Performing analytics on clickstream and log file data are canonical examples of Big Data in action; they represent a sweet spot for the technology. Hadoop is also a canonical example of Big Data in action and, more and more, Hadoop and Big Data are taken as synonymous. But from recent discussions with Web analytics stalwart Webtrends and log file analytics startup Loggly, I’ve come to learn that these core Big Data scenarios do not always mesh well with Big Data's best known technology.
A week ago, I talked to the CEOs of both companies, Alex Yoder of Webtrends and newly-appointed Charlie Oppenheimer of Loggly, in separate interviews on the same day. The interviews were eye-opening and, for me, rendered certain assumed norms of Big Data null and void.
Webtrends: still data-crazy after all these years
Webtrends has been in the Web analytics game since 1993, essentially since the consumer Web began. Webtrends does leverage contemporary Big Data technology; but it also uses other technologies that the company claims provide even better scale, and it invests in new technologies constantly. The company employs a number of PhDs and core mathematicians and has tripled its data science staff in last year.
Webtrends has always viewed the tenets of database marketing as a key driver for what it does. That may sound old-fashioned, but Yoder provided a very reasonable defense for the timelessness of this mindset. In the age of direct mail, tracking and analyzing the response to campaigns produced very useful market data. Then the advent of the Web introduced scale and anonymity that made those same insights elusive. When you think about it, a lot of the Big Data story in commerce is about getting those insights back.
But the Web also introduced the competitive pressure around obtaining those insights in real time. Meanwhile, Hadoop is a batch processing (i.e. non-interactive) technology which, by its nature, doesn't work well for real-time analysis.

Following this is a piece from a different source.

PR #743, opened 2018-09-05
Adds onTextContextMenuItemListener

mzorz:
Adds an `onTextContextMenuItemListener` that allows to signal a listener outside Aztec that `onCut`, `onCopy`, `onPaste` and `onPasteAsPlainText` have just happened

### Test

Webtrends must maintain its customers’ service level agreements (SLAs) while processing 13 billion daily events. Webtrends can’t just sample and aggregate the data, but instead must track customer-level information, across Web, Mobile and Social Media, as well as emerging channels including Smart TV platforms, connected appliances and even uploaded data from personal devices like runners’ pedometers. This allows for mathematical, algorithmic modeling and predictive segmentation that the company says mere data sampling doesn’t support nearly as well.
Loggly does Big DevOps
Unlike the 19-year-old Webtrends and its orientation to customer analytics, Loggly was founded in 2009 and focuses on operational Big Data. Rather than mining consumer clickstream information, Loggly runs a hosted service that focuses on server log files, and the health of its customers’ infrastructure. Loggly calls this Application Intelligence, and states unabashedly that its constituency lies squarely in the developer/operations (DevOps) space.

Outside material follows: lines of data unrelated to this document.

PR #2782, opened 2020-05-21
update aad endpoint in US cloud

### LINKED ISSUE #2781: Azure Gov environment uses an out-of-date default for the active directory endpoint url
The AzureUsGovernment environment embedded within the most recent version of the `ms_rest_azure` gem is currently set to `https://login-us.microsoftonline.com/`

https://github.com/Azure/azure-sdk-for-ruby/blob/master/runtime/ms_rest_azure/lib/ms_rest_azure/azure_environment.rb#L133

However, per this article, the Azure Gov environment should now be using `https://login.microsoftonline.us` instead:
https://devblogs.microsoft.com/azuregov/azure-government-aad-authority-endpoint-update/

This agrees with the Azure Government developer documentation on endpoint mapping (see the Active Directory Endpoint and Authority entry):
https://docs.microsoft.com/en-us/azure/azure-government/documentation-government-developer-guide#endpoint-mapping

It appears that the old `https://login-us.microsoftonline.com/` endpoint has finally been deprecated within the Azure Gov environment. Within the last week multiple customers have been reporting that code using the `azure_mgmt_compute` gem (which we believe uses the `ms_rest_azure` gem internally) has starting failing when connecting.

Another customer in Loggly’s roster is itself. The company uses its own service for its own operations, calling the phenomenon “logfooding.” Oppenheimer told me the company is the leader in its space, that it has more than 2500 active customers, including modern cloud computing operations like Heroku as well as old-line firms like Sony Music. Oppenheimer also told me that Loggly indexes more data daily than Twitter produces (which Oppenheimer says is in the neighborhood of 400 million tweets). 400 million may be less than 13 billion, but it’s still a lot of data.
Like Webtrends, Loggly must perform its analyses in real time. In the operational world in which Loggly lives, that is essential. So, while Loggly can use Hadoop for certain background processing, it can’t rely on the batch mode product for its front-line, real-time log processing, monitoring and analytics work. As it turns out, Loggly does make heavy use of another open source technology for much of its analysis: Lucene, something I hope to discuss in a future post.

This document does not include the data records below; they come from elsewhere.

PR #2810, opened 2020-11-11
key_vault: Fix naming errors in create_certificate_async

JelteF:
`create_certificate_async` was failing because of naming of some types and
attributes. This caused certificate creation not to work using the API,
because it failed before even sending any request.

I'm not sure how the auto generation of this repo works, so I only fixed this 
for v7.1. It seems this bug also exists in other versions of the `azure_key_vault` 
API though.


JelteF:
After looking a bit more into this I think basically none of the `azure_key_vault` methods work. For two reasons:
1. the `XXXParameters` classes should all be prefixed with `Models::`, otherwise their path is incorrect and the class does not exist.
2. if parameters are given these are then assigned to `CamelCase` attributes, but they should use `snake_case`

kairu-ms (approved):

kairu-ms:
Fixed in 0.19.0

Lucene is not the whole story though. Loggly has its own complex event processing (CEP) engine that represents the bulk of its intellectual property.
- Also read: CEP and MapReduce: Connected in complex ways
And that IP is valuable indeed; on July 17th, the day after I interviewed Oppenheimer, Loggly announced a $5.7 million round of funding, with participation from True Ventures, Trinity Ventures and Matrix Partners.
The Common Thread
The fact that I interviewed the CEOs of Loggly and Webtrends on the same day was a coincidence, but it made all the more poignant to me the fact that, depsite their different products, the companies have much in common when it comes to Big Data. Both companies need real-time analytics, and both companies have strict SLAs with which to comply. While Hadoop is helpful for some ancillary tasks (albeit ones involving enormous data sets), it’s not suitable for either company’s core offerings.
Real-time requirements appear to be Hadoop’s Achilles heel. While the mere capability of processing huge volumes of data has given rise to Hadoop’s popularity and adoption, that widespread acceptance has created a challenge for the open source project and its batch-oriented approach to Big Data. The question is whether Hadoop’s popularity will lead to it gaining interactive, real-time capabilities in the future, or if a new technology without the batch handicap will come along to disrupt Hadoop’s dominance.